Drug courts' effects on criminal offending for juveniles and adults
  • Authors Ojmarrh Mitchell, David Wilson, Amy Eggers, Doris MacKenzie
  • Published date 2012-02-02
  • Coordinating group(s) Crime and Justice
  • Type of document Review Plain language summary
  • Library Image Library Image
  • See the full review https://onlinelibrary.wiley.com/doi/10.4073/csr.2012.4
  • Records available in English, Spanish
  • English

    PLAIN LANGUAGE SUMMARY

    Drug courts: more effective in reducing drug use and reoffending in adults than juveniles

    Drug courts monitor drug-involved offenders’ abstinence from drug use through frequent drug testing and compliance with drug treatment programs. These courts are effective in reducing future offending and drug use (recidivism) for adults, but not for juveniles.

    What did the review study?

    Drug courts are an alternative to the traditional justice system. Drug-involved offenders are offered entry into drug court with an agreement that the charges against them will be reduced if they complete a treatment program.

    Participants’ adherence to the program is monitored by the court. Various rewards (e.g., praise, tokens of achievement, movement to the next phase of the program) and sanctions (e.g., increased treatment attendance or urine testing, short jail stays) are used to compel compliance to program requirements.

    This review examines the effectiveness of drug courts, including drug courts for juvenile and drunk driving (DWI) offenders, in reducing recidivism compared to the standard justice system. The review critically assesses these courts’ effects on recidivism in the short and long term. It also assesses the methodological soundness of the existing evidence, as well as the relationship between drug court features and effectiveness.

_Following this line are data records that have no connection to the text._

PR #2124, opened 2024-05-16
fix(Dialog.tsx): getContainer causing react error 200

yair65:
When document.querySelector(containerSelector) returned a `node` that was not a `Element` the react-dom createPortal threw a [react error 200](https://react.dev/errors/200?invariant=200).
Here we fix the issue by validating the returned `contanerElement` as an Element.

- [x ] I have read the [Contribution Guide](../packages/core/CONTRIBUTING.md) for this project.

### DIFF
--- a/packages/core/src/components/Dialog/Dialog.tsx
+++ b/packages/core/src/components/Dialog/Dialog.tsx
@@ -171,7 +171,7 @@ export default class Dialog extends PureComponent<DialogProps, DialogState> {
   static positions = DialogPosition;
   static animationTypes = AnimationType;
   static defaultProps = {
-    // position: "top",
+    position: "top",
     modifiers: [] as Modifier<any>[],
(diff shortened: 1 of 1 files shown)


packages/core/src/components/Dialog/Dialog.tsx
```diff
@@ -171,7 +171,7 @@ export default class Dialog extends PureComponent<DialogProps, DialogState> {
   static positions = DialogPosition;
   static animationTypes = AnimationType;
   static defaultProps = {
-    position: "top",
+    // position: "top",
```
YossiSaadi, line 174: is it on purpose? what's the reason if yes?

MosheZemah (approved):

packages/core/src/components/Dialog/Dialog.tsx
yair65: mistake, fixed

PR #2127, opened 2024-05-19
chore(Responsive list): migrate to typescript

rivka-ungar:
https://monday.monday.com/boards/3532714909/views/113186840/pulses/4247428543


packages/core/src/components/ResponsiveList/ResponsiveList.tsx
```diff
@@ -1,37 +1,35 @@
...
-const ResponsiveList = forwardRef(
+const ResponsiveList: VibeComponent<ResponsiveListProps> = forwardRef<HTMLDivElement, ResponsiveListProps>(
   (
     {
-      id,
-      className,
-      rootClassName,
+      id = "",
+      className = "",
+      rootClassName = "",
```
talkor, line 16: These and the rest empty strings can just be undefined

packages/core/src/components/ResponsiveList/ResponsiveList.tsx
```diff
@@ -103,44 +101,4 @@ const ResponsiveList = forwardRef(
...
-
-ResponsiveList.menuButtonSizes = MenuButton.sizes;
-ResponsiveList.propTypes = {
-  id: PropTypes.string,
-  className: PropTypes.string,
-  menuButtonClassName: PropTypes.string,
-  menuWrapperClassName: PropTypes.string,
-  /**
-   These attributes will be passed to the MenuButton
-   */
```
talkor, line 115: Let's keep those JSDoc comments as they help documenting the props

packages/core/src/components/ResponsiveList/ResponsiveList.tsx
```diff
@@ -74,7 +72,7 @@ const ResponsiveList = forwardRef(
             {directChildren}
             {!!menuChildren.length && (
               <MenuButton
-                componentClassName={cx(styles.listMenuButton, menuButtonClassName)}
+                className={cx(styles.listMenuButton, menuButtonClassName)}
```
talkor, line 75: componentClassName was deprecated?

packages/core/src/components/ResponsiveList/ResponsiveList.tsx
```diff
@@ -58,7 +56,7 @@ const ResponsiveList = forwardRef(
     }, [children, index]);
 
     const hiddenChildren = useMemo(() => {
-      const childrenArray = React.Children.toArray(children);
+      const childrenArray = React.Children.toArray(children) as React.ReactElement[];
```
talkor, line 59: Can it be a single element?

talkor (approved):
Excellent 💪🏼 See some minor comments

packages/core/src/components/ResponsiveList/ResponsiveList.tsx
rivka-ungar: Seems so
https://github.com/mondaycom/vibe/blob/2ca65624abb07c88fde5e758a47c7e6c4e62b60f/packages/core/src/components/MenuButton/MenuButton.tsx#L30

packages/core/src/components/ResponsiveList/ResponsiveList.tsx
rivka-ungar: Even if it's a single element it is converted into an array of 1 item

PR #2138, opened 2024-05-23
fix(SplitButton storybook): - fix stories that use wrong prop

rivka-ungar:
https://monday.monday.com/boards/3532714909/views/113186840/pulses/6495343163

### DIFF
--- a/packages/core/src/components/SplitButton/__stories__/splitButton.stories.js
+++ b/packages/core/src/components/SplitButton/__stories__/splitButton.stories.js
@@ -188,7 +188,7 @@ export const SplitButtonAsThePrimaryAction = {
   render: () => (
     <SplitButton
       children="Use template"
-      secondaryDialogPosition={DialogPosition.BOTTOM_START}
+      secondaryDialogPosition={SplitButton.secondaryDialogPositions.BOTTOM_START}
       secondaryDialogContent={
         <SplitButtonMenu id="split-menu">
           <MenuItem icon={Download} title="Import template" />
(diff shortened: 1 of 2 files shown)


packages/core/src/components/SplitButton/__stories__/splitButton.stories.js
```diff
@@ -187,7 +188,7 @@ export const SplitButtonAsThePrimaryAction = {
   render: () => (
     <SplitButton
       children="Use template"
-      secondaryPositions={SplitButton.secondaryPositions.BOTTOM_END}
+      secondaryDialogPosition={DialogPosition.BOTTOM_START}
```
YossiSaadi, line 191: You can use the secondaryDialogPosition from the SplitButton's static values. If I'm not wrong, we do not export the DialogPosition, so we want to show stories that users can just copy and use

packages/core/src/components/SplitButton/__stories__/splitButton.stories.js
```diff
@@ -211,7 +212,7 @@ export const SecondarySplitButton = {
       <SplitButton
         children="Export to CSV"
         kind={SplitButton.kinds.SECONDARY}
-        secondaryPositions={SplitButton.secondaryPositions.BOTTOM_MIDDLE}
+        secondaryDialogPosition={DialogPosition.BOTTOM_START}
```
YossiSaadi, line 215: Same

YossiSaadi (commented):
Awesome! Had a suggestion to make stories usable for users

packages/core/src/components/SplitButton/__stories__/splitButton.stories.js
rivka-ungar: The issue is that the secondaryDialogPositions from the static values is of type SplitButtonSecondaryContentPosition and the secondaryDialogPosition is of type DialogPosition

rivka-ungar: We resolved the issue by adding SplitButtonSecondaryContentPosition type to secondaryDialogPosition, and will remove the DialogPosition type in the next major release

PR #2141, opened 2024-05-26
fix(tooltip storybook) Tooltips are open outside of stories

rivka-ungar:
https://monday.monday.com/boards/3532714909/views/113186840/pulses/6426278071


talkor (approved):
💯

PR #2147, opened 2024-05-29
chore: remove next components [BREAKING]

talkor:
https://monday.monday.com/boards/3532714909/pulses/6717338787


packages/core/src/components/EditableInput/EditableInput.module.scss
talkor, line 1: Was used internally for the old EditableHeading, it was an unstyled input, but for some reason was exported so I added it to the changelog anyway

packages/core/.storybook/preview.tsx
```diff
@@ -1,6 +1,5 @@
 import React from "react";
 import * as VibeComponents from "../src/components";
-import * as VibeComponentsNext from "../src/next";
```
shaharzil, line 3: Let's consider not removing it completely but leaving it as is and just removing the components imports inside

talkor: Brought it back

packages/core/package.json
```diff
@@ -29,9 +29,9 @@
     },
     "./storybookComponents": "./dist/storybook/index.js",
     "./next": {
-      "types": "./dist/esm/next/next.d.ts",
-      "import": "./dist/esm/src/next/next.js",
-      "default": "./dist/esm/src/next/next.js"
+      "types": "./dist/esm/components/next/next.d.ts",
```
talkor, line 32: There were two files which one of them was redundant, so now I pointed it to the other file (makes more sense)

packages/core/rollup.config.js
```diff
@@ -67,8 +67,7 @@ export default {
     index: path.join(SRC_PATH, "index.js"),
     icons: path.join(SRC_PATH, "components/Icon/Icons/index.ts"),
     interactionsTests: path.join(SRC_PATH, "tests/interactions-utils.ts"),
-    testIds: path.join(SRC_PATH, "tests/test-ids-utils.ts"),
-    next: path.join(SRC_PATH, "next/next.ts")
```
shaharzil, line 71: dont we also need to add this line back?

packages/core/src/storybook/decorators/withLiveEdit/components/LiveContent/LiveContent.tsx
```diff
@@ -6,9 +6,8 @@ import { LiveContentProps } from "./LiveContent.types";
 import styles from "./LiveContent.module.scss";
 import * as VibeComponents from "../../../../../components";
 import * as VibeIcons from "../../../../../components/Icon/Icons";
-import * as VibeComponentsNext from "../../../../../next";
```
shaharzil, line 9: dont we want to add next back?

packages/core/.storybook/preview.tsx
talkor: Moved to line 4

packages/core/rollup.config.js
talkor: Good catch, fixing

packages/core/src/storybook/decorators/withLiveEdit/components/LiveContent/LiveContent.tsx
talkor: good catch, fixing

shaharzil (approved):

PR #2153, opened 2024-06-02
feat: export component types

talkor:
https://monday.monday.com/boards/3532714909/pulses/6086045892


packages/core/src/__tests__/exports.test.ts
```diff
@@ -0,0 +1,12 @@
+import * as components from "../components/index";
+import * as nextComponents from "../next";
+
+describe("exports", () => {
```
talkor, line 4: Ran it on master and then again on the branch to verify that the tests has a correct baseline and all components are exported as expected

shaharzil (approved):

packages/core/src/components/BaseInput/index.ts
```diff
@@ -0,0 +1,2 @@
+export { default as BaseInput } from "./BaseInput";
```
YossiSaadi, line 1: This shouldn't be exported for consumers of the lib, does it mean now it does export it?

packages/core/src/next.ts
```diff
@@ -1,7 +1,3 @@
-export * from "./components/Heading/Heading";
-import Heading from "./components/Heading/Heading";
-export * from "./components/EditableHeading/EditableHeading";
-import EditableHeading from "./components/EditableHeading/EditableHeading";
-import Search from "./components/Search/Search";
-
-export { Heading, EditableHeading, Search };
+export * from "./components/Heading";
```
YossiSaadi, line 1: I think you've once said that this is not the fils which decides which components are exported, I think it is something that was added only for the playground

packages/core/src/components/index.ts
```diff
@@ -1,108 +1,67 @@
...
-export { default as ListItemAvatar } from "./ListItemAvatar/ListItemAvatar";
-export { default as ListTitle } from "./ListTitle/ListTitle";
-export { default as List } from "./List/List";
-export { default as VirtualizedList } from "./VirtualizedList/VirtualizedList";
-export { default as VirtualizedGrid } from "./VirtualizedGrid/VirtualizedGrid";
-export { default as TextWithHighlight } from "./TextWithHighlight/TextWithHighlight";
-export { default as Accordion } from "./Accordion/Accordion/Accordion";
-export { default as AccordionItem } from "./Accordion/AccordionItem/AccordionItem";
-export { default as Clickable } from "./Clickable/Clickable";
+export * from "./Accordion";
```
YossiSaadi, line 1: It looks awesome! Need to double check no unwanted exports occur now

YossiSaadi (commented):
I'm late to the party, but wanted to say it is awesome, especially how you implemented it

talkor:
> I'm late to the party, but wanted to say it is awesome, especially how you implemented it

Thanks! We do need to point to the generated declaration file created by rollup rather than creating it our own though, to make it work

packages/core/src/components/BaseInput/index.ts
talkor: It's only exporting the content of the folder, I haven't included it in the components' index file, so it's relevant only internally

PR #2157, opened 2024-06-02
chore(Tooltip): make showOnDialogEnter default to true

rivka-ungar:
https://monday.monday.com/boards/3532714909/views/80492480/pulses/6717263394?userId=59970142


packages/core/src/components/Tipseen/__stories__/Tipseen.mdx
```diff
@@ -96,6 +96,7 @@ In this case, the Tipseen position will be the right corner of the screen and wi
               modifiers={modifiers}
               position={Tipseen.positions.RIGHT}
               color={Tipseen.colors.INVERTED}
+              showDelay={100}
```
talkor, line 99: Didn't we decide to make it the default?

rivka-ungar: That was the hideDelay. The showDelay I added to the tipseens just for the storybook so they don't disappear after hover.

talkor: I thought the showDelay was added for that, is there any way to avoid it? it would be best to show a minimal code as possible for each story

rivka-ungar: Made it default

talkor (approved):

PR #2159, opened 2024-06-02
chore(Tooltip): remove paddingSize

rivka-ungar:
https://monday.monday.com/boards/3532714909/views/80492480/pulses/6717264040


talkor (approved):
Finally haha
Reminding to add this change to the changelog as well :)

packages/core/src/components/Tooltip/Tooltip.tsx
```diff
@@ -4,7 +4,7 @@ import cx from "classnames";
 import React, { CSSProperties, isValidElement, PureComponent, ReactElement } from "react";
 import { Modifier } from "react-popper";
 import Dialog from "../Dialog/Dialog";
-import { AnimationType, BASE_SIZES_WITH_NONE, HideShowEvent, JustifyType } from "../../constants";
```
shaharzil, line 7: Maybe we also need to delete the declaration of "BASE_SIZES_WITH_NONE" from the constants?

rivka-ungar: You're right, deleted it

PR #2162, opened 2024-06-05
fix(Table): sync between body scroll and header scroll in virtualized state

YossiSaadi:
this is a temp workaround until the virtualized table component would get a big revamp. this workaround sets List width to be the full width and not the parent container's width

https://monday.monday.com/boards/3532714909/pulses/6513670146

### DIFF
--- a/packages/core/src/components/Table/Table/Table.tsx
+++ b/packages/core/src/components/Table/Table/Table.tsx
@@ -8,6 +8,7 @@ import { getTestId } from "../../../tests/test-ids-utils";
 import { ComponentDefaultTestId } from "../../../tests/constants";
 import { RowHeights, RowSizes } from "./TableConsts";
 import styles from "./Table.module.scss";
+import { TableProvider } from "../context/TableContext/TableContext";
 
 export type TableLoadingStateType = "long-text" | "medium-text" | "circle" | "rectangle";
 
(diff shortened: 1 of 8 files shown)


packages/core/src/components/Table/Table/Table.tsx
```diff
@@ -39,16 +40,6 @@ export interface ITableProps extends VibeComponentProps {
   withoutBorder?: boolean;
 }
 
-export interface ITableContext {
```
talkor, line 42: Haven't we considered it as breaking if it's taken from dist?

packages/core/src/components/Table/TableVirtualizedBody/TableVirtualizedBody.tsx
```diff
@@ -1,38 +1,67 @@
...
 import TableBody from "../TableBody/TableBody";
 import styles from "./TableVirtualizedBody.module.scss";
-import { ScrollDirection } from "react-window";
-import { TableContext } from "../Table/Table";
+import { FixedSizeList as List, ListChildComponentProps, ScrollDirection } from "react-window";
+import { useTable } from "../context/TableContext/TableContext";
 import { RowHeights } from "../Table/TableConsts";
+import AutoSizer from "react-virtualized-auto-sizer";
+
+type Rows = Array<Record<string, unknown> & { id: string }>;
```
talkor, line 10: Both should be exported no?

packages/core/src/components/Table/context/TableContext/TableContext.types.ts
```diff
@@ -0,0 +1,17 @@
+import { ITableProps } from "../../Table/Table";
+import React from "react";
+
+export interface ITableContext {
```
talkor, line 4: Are these supported to be exported as well? If so, they need to be registered in Table/index.ts

talkor (approved):
Awesome solution! 👑

packages/core/src/components/Table/Table/Table.tsx
YossiSaadi: I'm not sure tbh
I do remember we've talked about it, but I don't think we need to cover those kind of cases
we do not export the `TableContext` component anyway outside from Vibe

PR #2450, opened 2024-09-29
feat(useWizard): add hook for managing wizard logic for different use cases

YossiSaadi:
https://monday.monday.com/boards/3532714909/pulses/7525076173

image


packages/core/src/hooks/useWizard/__stories__/useWizard.stories.module.scss
```diff
@@ -0,0 +1,6 @@
+.stepper {
```
talkor, line 1: I'd stick to the current terminology

talkor: Plus why not Flex?

packages/core/src/hooks/useWizard/__stories__/useWizard.stories.tsx
```diff
@@ -0,0 +1,129 @@
...
+          <Button onClick={next} disabled={!canGoNext}>
+            Next
+          </Button>
+        </Flex>
+      </>
+    );
+  }
+};
+
+export const WithCompletion = {
```
talkor, line 69: I think it's a bit redundant and can be in the overview story

packages/core/src/hooks/useWizard/useWizard.ts
```diff
@@ -0,0 +1,41 @@
+import { useCallback, useState } from "react";
+import { UseWizardProps, UseWizardReturnValue, WizardDirection } from "./useWizard.types";
+
+function useWizard({ initialStep = 0, stepCount, onStepChange, onComplete }: UseWizardProps): UseWizardReturnValue {
```
talkor, line 4: onComplete => onFinish? We use it in the Steps component

talkor (approved):
🥇

packages/core/src/hooks/useWizard/__stories__/useWizard.stories.module.scss
YossiSaadi: @talkor Notice it is being used inside
```
        <Steps
          className={styles.stepper}
```

I cannot use Flex

YossiSaadi: what do you mean about the terminology, which one

packages/core/src/hooks/useWizard/__stories__/useWizard.stories.tsx
YossiSaadi: agree

packages/core/src/hooks/useWizard/__stories__/useWizard.stories.module.scss
talkor: Oh ok nevermind, my bad, ignore

YossiSaadi:
@talkor I've fixed your comments

Issue #2225, opened 2024-07-11
[Bug]: Tooltip component is flickering


Ma1kovich:
### Vibe version

2.116.0

### Describe the bug

There is a special spot near or on a Tooltip's beak, which on hover starts hiding/showing the tooltip. In my app's enviroment it is flickering like crazy (many many times a second), and it is really easy to find the spot accidently, while mouse is moving over the button. In the StackBlitz enviroment the flickering is milder, but still noticable and disturbing.

Recording attached.
Notice that after I found the correct spot, I no longer move my mouse, but the cursor is changing and the tooltip is flickering.

We use `monday-ui-react-core` version `2.102.0`, in the StackBlitz enviroment it is set to `2.116.0`.

### Expected behavior

There should be no spot user can hover to achive the described behavior.

### Steps to reproduce

1. Add a Button with tooltip from Monday Vibe
2. Hover over a button near or on the tooltip's beak
3. Find a spot where it starts flickering and don't move the mouse

### Reproduction example link

https://vibe-bug-report-nsxkbf.stackblitz.io/

### Additional context, Screenshots

Recording: 
https://github.com/mondaycom/vibe/assets/39345609/ab5b425f-8d16-40e4-97cc-1634355b21fa

Hossein-Mirazimi:
I believe I may have found an issue that could be causing this bug:
![image](https://github.com/user-attachments/assets/4a473f18-48f6-44ac-9d07-0582db89c52e)
![image](https://github.com/user-attachments/assets/91584eed-d22a-4730-a0a6-74b7d82f694b)
Why are these elements positioned differently? I think they should have similar positions.
It seems that the correct position for the tooltip element is this one:
![image](https://github.com/user-attachments/assets/91584eed-d22a-4730-a0a6-74b7d82f694b)
Am I right?

If so, we should consider updating either the tooltip component or the dialog component to ensure consistency.

RitikBora:
@Ma1kovich  I have raised a pull request for this. Please let me know your thoughts as well 

Cheers :)

talkor:
Hi, thanks for opening this issue! In the latest major version (v4), we migrated the Tooltip to use Floating UI, and the issue no longer seems to reproduce. If you’re still able to reproduce it, please reopen the issue and attach a reproducible snippet. Thanks!

PR #2457, opened 2024-10-03
tooltip_flickering_fix

RitikBora:
This pull request has been raised for the issue #2225 pointed out by [Ma1kovich](https://github.com/Ma1kovich).

When tooltip component hovers over an element (Say Button), and you scroll near the area where the tooltip and the element meet. The tooltip starts to flicker.

I saw in the default moveby offset was {main: 4 , secondary: 0} which was not for enought for all top and bottom tooltips. 
For the rest is was ok.

So I added a little more main offset to increase the gap between the tooltip and the element for which tooltip is there. This solved the flickering issue for all top and bottom tooltips

I'm attaching a video with the fix for your reference. 

https://github.com/user-attachments/assets/bdddb831-b4de-418c-bf3a-58c9aa5c4b53

@talkor  let me know your thoughts on this. 

Thanks,
Ritik

### DIFF
--- a/packages/core/src/components/Tooltip/Tooltip.tsx
+++ b/packages/core/src/components/Tooltip/Tooltip.tsx
@@ -318,6 +318,7 @@ export default class Tooltip extends PureComponent<TooltipProps> {
       tip,
       arrowClassName,
       id,
+      position,
       "data-testid": dataTestId
     } = this.props;
 
@@ -329,9 +330,16 @@ export default class Tooltip extends PureComponent<TooltipProps> {
       return this.renderTooltipContent();
     }
 
+    let moveAmount : MoveBy = this.props.moveBy;
+
+    if (position && (position.includes("top") || position.includes("bottom"))) {
+        moveAmount = { main: 11, secondary: 0 };
+    }
+
     const content = this.renderTooltipContent;
     const dialogProps = {
       ...this.props,
+      moveBy: moveAmount,
       "data-testid": dataTestId || getTestId(ComponentDefaultTestId.TOOLTIP, id),
       startingEdge: justify,
       tooltip: tip,


packages/core/src/components/Tooltip/Tooltip.tsx
```diff
@@ -329,9 +330,16 @@ export default class Tooltip extends PureComponent<TooltipProps> {
       return this.renderTooltipContent();
     }
 
+    let moveAmount : MoveBy = this.props.moveBy;
+
+    if (position && (position.includes("top") || position.includes("bottom"))) {
+        moveAmount = { main: 11, secondary: 0 };
```
talkor, line 336: How will it apply to smaller components/elements? I feel like it will distant the tooltip from the referencing element

talkor (commented):
Thanks for this PR @RitikBora ! Can you please check my comment? 
Also I feel like we'll have to test it a bit to make sure it behaves well in all scenarios

RitikBora:
Hey @talkor ,

Thank you for the feedback.

The default prop of {main: 4 , secondary: 0} seemed a little less to me and thats why I modified move by. But I do get your point here . It looks okay on the button but might not look good on some other elements

I'll try out a couple of things here.
1) Test it out with some smaller elements. Any leads to what all should a try would be appriated :)
2) Try a different approach where the space between is dynamic and just enough for the tooltip and element to be considered separate .

Let me know if there is anything else you'd like to suggest.

Thanks,
Ritik

talkor:
> Hey @talkor ,
> 
> 
> 
> Thank you for the feedback.
> 
> 
> 
> The default prop of {main: 4 , secondary: 0} seemed a little less to me and thats why I modified move by. But I do get your point here . It looks okay on the button but might not look good on some other elements
> 
> 
> 
> I'll try out a couple of things here.
> 
> 1) Test it out with some smaller elements. Any leads to what all should a try would be appriated :)
> 
> 2) Try a different approach where the space between is dynamic and just enough for the tooltip and element to be considered separate .
> 
> 
> 
> Let me know if there is anything else you'd like to suggest.
> 
> 
> 
> Thanks,
> 
> Ritik

That's awesome @RitikBora, thank you! I'll try to check it out and find some leads as well, and update here 🙏

talkor:
Closing for now, feel free to re-open if relevant again, thanks!

PR #2462, opened 2024-10-07
feat(ModalFooterWizard): wizard modal footer

YossiSaadi:
### ModalFooterWizard

image

https://monday.monday.com/boards/3532714909/pulses/7360993682

### DIFF
--- a/packages/core/src/components/ModalNew/footers/ModalFooterWizard/ModalFooterWizard.module.scss
+++ b/packages/core/src/components/ModalNew/footers/ModalFooterWizard/ModalFooterWizard.module.scss
@@ -9,6 +9,6 @@
 .stepDots {
   position: absolute;
   left: 50%;
-  translate: -50%;
+  transform: translateX(-50%);
   margin: 0;
 }
--- a/packages/core/src/components/ModalNew/footers/ModalFooterWizard/ModalFooterWizard.module.scss
+++ b/packages/core/src/components/ModalNew/footers/ModalFooterWizard/ModalFooterWizard.module.scss
@@ -1,0 +1,14 @@
+.primary {
+  order: 2;
+}
+
+.secondary {
+  order: 1;
+}
+
+.stepDots {
+  position: absolute;
+  left: 50%;
+  translate: -50%;
+  margin: 0;
+}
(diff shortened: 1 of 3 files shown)


packages/core/src/components/ModalNew/footers/ModalFooterWizard/ModalFooterWizard.module.scss
```diff
@@ -0,0 +1,14 @@
+.primary {
+  order: 2;
```
talkor, line 2: Why are you controlling the order?

packages/core/src/components/ModalNew/footers/ModalFooterWizard/ModalFooterWizard.module.scss
```diff
@@ -0,0 +1,14 @@
...
+}
+
+.secondary {
+  order: 1;
+}
+
+.stepDots {
+  position: absolute;
+  left: 50%;
+  translate: -50%;
```
talkor, line 12: transform: translate?

packages/core/src/components/Steps/StepsGalleryHeader.tsx
```diff
@@ -9,7 +10,7 @@ export interface StepsGalleryHeaderProps extends VibeComponentProps {
   activeStepIndex: number;
   stepsCount: number;
   onChangeActiveStep: (e: React.MouseEvent, stepIndex: number) => void;
-  stepDescriptionFunc: (stepIndex: number) => string;
+  stepDescriptionFunc?: (stepIndex: number) => string;
```
talkor, line 13: I'm not really fond of this name

talkor (approved):

packages/core/src/components/ModalNew/footers/ModalFooterWizard/ModalFooterWizard.module.scss
YossiSaadi: > it is a bad practice, but design wants the primary to be first tabbed order
and using positive tabindex is even a worse practice
so I've manipulated the render order

packages/core/src/components/ModalNew/footers/ModalFooterWizard/ModalFooterWizard.module.scss
YossiSaadi: it works basically, but you are right, it is not supported enough (104 according to caniuse)

packages/core/src/components/Steps/StepsGalleryHeader.tsx
YossiSaadi: lol
this should be re-written, I don't like the way this component works

PR #2466, opened 2024-10-09
feat: add inputAriaLabel to Dropdown component

joshpe-monday:

Adding the ability to provide an `ariaLabel` specifically for the input of the `Dropdown` component. This is fully backwards compatible, providing the aria label `"Dropdown input"` that it used to by default, but if you provide the `inputAriaLabel` prop then it will use that instead.


YossiSaadi (approved):
Looks cool :)

PR #2467, opened 2024-10-09
Support SSR injected styles

MosheZemah:
https://monday.monday.com/boards/4400799549/pulses/6799260682

### DIFF
--- a/packages/core/rollup/styleInject.ejs
+++ b/packages/core/rollup/styleInject.ejs
@@ -1,21 +1,25 @@
 function styleInject(css) {
-    if(typeof document === 'undefined') return;
-    const head = document.head || document.getElementsByTagName('head')[0];
     const id = "<%= hashValue %>_<%= version %>";
-    const styleExists = head.querySelector("#" + id);
-
-    if(styleExists) return;
-
-    const style = document.createElement('style');
-    style.id = id;
-
-    if (head.firstChild) {
-        head.insertBefore(style, head.firstChild);
-    } else {
-        head.appendChild(style);
+    if(typeof document !== 'undefined') {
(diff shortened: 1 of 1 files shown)


talkor (approved):

packages/core/rollup/styleInject.ejs
```diff
@@ -1,21 +1,25 @@
...
+        if (head.firstChild) {
+            head.insertBefore(style, head.firstChild);
+        } else {
+            head.appendChild(style);
+        }
+    
+        style.appendChild(document.createTextNode(css));
+    } else if (typeof globalThis !== 'undefined' && globalThis.injectedStyles) {
+        // support SSR environments
+        globalThis.injectedStyles[id] = css;
```
YossiSaadi, line 21: this is not a direct dependency of vibe, should it be? (it's not used anywhere in the code, only in your addition so might be good to add it as a direct dependency?)

packages/core/rollup/styleInject.ejs
```diff
@@ -1,21 +1,25 @@
...
+        style.id = id;
+    
+        if (head.firstChild) {
+            head.insertBefore(style, head.firstChild);
+        } else {
+            head.appendChild(style);
+        }
+    
+        style.appendChild(document.createTextNode(css));
+    } else if (typeof globalThis !== 'undefined' && globalThis.injectedStyles) {
```
orrgottlieb, line 19: why are you checking the injectedStyles object? 
and can you add a section about CSS and SSR to the README

MosheZemah: No need to check if globalThis exists? I did it just in case. Wasn't sure if needed

PR #2477, opened 2024-10-09
Fix ssr issues

MosheZemah:
https://monday.monday.com/boards/4400799549/pulses/6799260682

### DIFF
--- a/packages/core/src/components/Modal/Modal.tsx
+++ b/packages/core/src/components/Modal/Modal.tsx
@@ -13,6 +13,7 @@ import { getTestId } from "../../tests/test-ids-utils";
 import { ComponentDefaultTestId } from "../../tests/constants";
 import styles from "./Modal.module.scss";
 import { useWarnDeprecated } from "../../utils/warn-deprecated";
+import { isClient } from "../../utils/ssr-utils";
 
 export interface ModalProps {
   /**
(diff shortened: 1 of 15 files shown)


packages/core/src/components/Modal/Modal.tsx
```diff
@@ -170,40 +171,42 @@ const Modal: FC<ModalProps> & { width?: typeof ModalWidth } = ({
...
-    <div
-      {...attr.container}
-      className={cx(styles.container, classNames.container)}
-      data-testid={dataTestId || getTestId(ComponentDefaultTestId.MODAL, id)}
-      style={{ "--monday-modal-z-index": zIndex }}
-    >
-      {/* eslint-disable-next-line jsx-a11y/click-events-have-key-events */}
+  const dialog =
+    isClient() &&
+    ReactDOM.createPortal(
```
YossiSaadi, line 176: seem like you can remove this `ReactDOM.createPortal` from here
it calls `createPortal` at [line 209](https://github.com/mondaycom/vibe/pull/2477/files#diff-912bdffbe0842863767b158e48535904a784f7bebe85bcd4dfcf42ef32b05f6fR209) as well

at the current implementation it would not render the Modal at all when SSR

YossiSaadi (approved):
had one thing to fix, but approving

packages/core/src/components/Modal/Modal.tsx
YossiSaadi, line 176:
```suggestion
  const dialog =
```

PR #2485, opened 2024-10-10
Add placeholder for custom svg icon for SSR [prerelease]

MosheZemah:


YossiSaadi (approved):

packages/core/src/components/Modal/__tests__/__snapshots__/Modal.snapshot.test.js.snap
```diff
@@ -154,7 +154,6 @@ Snapshot Diff:
 +       <div
 +         class="typography primary start text text1Normal container"
 +         data-testid="modal-content"
-+         style="--text-clamp-lines: 1;"
```
YossiSaadi, line 157: seem like an unwanted change?

MosheZemah: I think it is ok - I've removed text-clamp if single ellipsis line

    What studies are included?

    Included studies are evaluations of drug courts that used an experimental and quasi-experimental comparison group design. Studies must also have had an outcome that examined criminal or drug-use behavior (recidivism).

    A total of 154 studies were included in the review which, of which 92 focused on adult drug courts, 34 on juvenile drug courts, and 28 on drunk driving courts.

    What are the main results in this review?

    There is a large, significant mean average effect from both adult and DWI drug courts. Overall, recidivism rates were just over one third (38 per cent) for programme participants, compared to half (50 per cent) for comparable nonparticipants. This effect endures for at least three years.

    There is a smaller effect from juvenile drug courts. Program participation reduces recidivism from 50% to 44%.

    The effects of drug court participation are highly variable. Programs with fewer high-risk offenders are more effective in reducing reoffending rates. This finding may help explain why juvenile courts are less effective, as they deal with a greater proportion of high-risk offenders.

    Variation in intensity of programs is not related to effectiveness. Courts that required more than the standard number of phases or drug tests were no more effective than other courts.

    The highest quality evidence from three experimental evaluations confirms the impact from adult courts on recidivism, though there was some inconsistency in durability of the effects over time. For DWI drug courts three of the four experimental evaluations produced similar results as the adult drug courts, but one high quality study found negative effects.

    What do the findings in this review mean?

    Drug courts appear to be effective in reducing recidivism for adults and drunk driving. There is a smaller effect for juveniles, which may be due to the fact that they deal with a greater proportion of high-risk offenders.

    But further experimental research would be useful to confirm the effects of DWI courts, and to examine the variation in effects to identify what sort of drug courts and in which contexts.